Bad arrangements can last for some time but reality inevitably asserts itself in the end. The flawed euro already nearly fell apart in 2010. Things became so dire at one point that then French President Nicolas Sarkozy shoutingly threatened German Chancellor Angela Merkel with leaving the Eurozone. Had Merkel said “adieu” much future pain could have probably been averted. Needless to say the Eurozone project was preserved by a combination of bailouts, loans, stimuli and pledges amidst tensions and bickering of various Eurozone member nations pursuing different agendas.
The Greek government has incurred large debts and now it cannot repay. To be able to do so, spending would have to be cut further which is something the Greek people are unwilling to accept. It is difficult to blame them — they already have a hard time of it as large segments of the Greek population are undergoing considerable hardship and pain. It is just sad that they were not thinking of this when they were borrowing like there was no tomorrow and using the money to finance an unsustainable way of life. About 20 percent of the Greeks had jobs in the public sector with an early retirement age and generous benefits. When so much money is consumed by the unproductive sphere of the population things cannot but turn sour eventually. Reality invariably catches up in the end.
But Greece is only the tip of the iceberg. The problem of over-indebtedness is considerable across the Eurozone. Italy, Ireland, Portugal, Spain, Cyprus and even Belgium are also straining under public debts of more than 100 percent of GDP. Unfunded liabilities, implicit promises that these governments have made to their populations, are not included in this.
In the short term the focus will be on the euro and its tribulations. The dollar is likely to appreciate in the process. This itself is an indication of how tainted the world’s currency regime really is. With its public debt in excess of 100 percent GDP and unfunded liabilities of more than $200 trillion, the dollar carries greater debt burden than any other currency ever known to man. It is quite obvious that there is no way these liabilities can ever be met.

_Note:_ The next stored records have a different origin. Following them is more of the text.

PR #184, opened 2023-12-06
chore: add auto assign review action

aixaCode:
This change introduces GitHub Action to automatically assign reviewers to pull requests, same as we had in unity-renderer.
The proposed configuration for this action includes the following settings:
- Added two groups for reviewing `techleads` and `devs`. 
   - For the time being `mikhail-dcl` will take lead on the review process and be added to all PRs. 
   - This is something we are going to monitor and update if there is a bottleneck
- At this point there is not requirement for having `QA` as a separate group
- Pull requests with `no review` or `no QA needed` labels will be excluded from automatic reviewer assignment.

Any suggestions or concerns are welcome to ensure this action aligns well with our workflow


.github/auto_assign_config.yml
```diff
@@ -0,0 +1,22 @@
...
+    - davidejensen
+    - popuz
+    - Kinerius
+    - pravusjif
+    - dalkia
+
+filterLabels:
+  exclude:
+    - "no review"
+    - "no QA needed"
```
lorux0, line 22: Does it make sense to declare this label? Since we dont have any qa users assigned

m3taphysics (approved):

PR #185, opened 2023-12-07
Chore: memory budgeting and resource unloading tests

popuz:
- add unit tests for memory budgeting and resource unloading systems
- add unit and integration tests for referencing/dereferencing
- add integration and performance test for unloading and clearing caches


mikhail-dcl (approved):
You abstracted everything very well.
Exposing fields as `internal` is fully legit to me.
I don't have any concerns.
Thanks 💚 GJ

Yet, because of the way the currency system is presently set up, the defective dollar is likely to strengthen on the back of the euro’s troubles. The dollar, however, is no true King. With the United States being the greatest debtor in history, the dollar is a poor man masquerading as King. For now the masquerade continues, but the question is how long can it last.
Reality has a way of catching up in the end.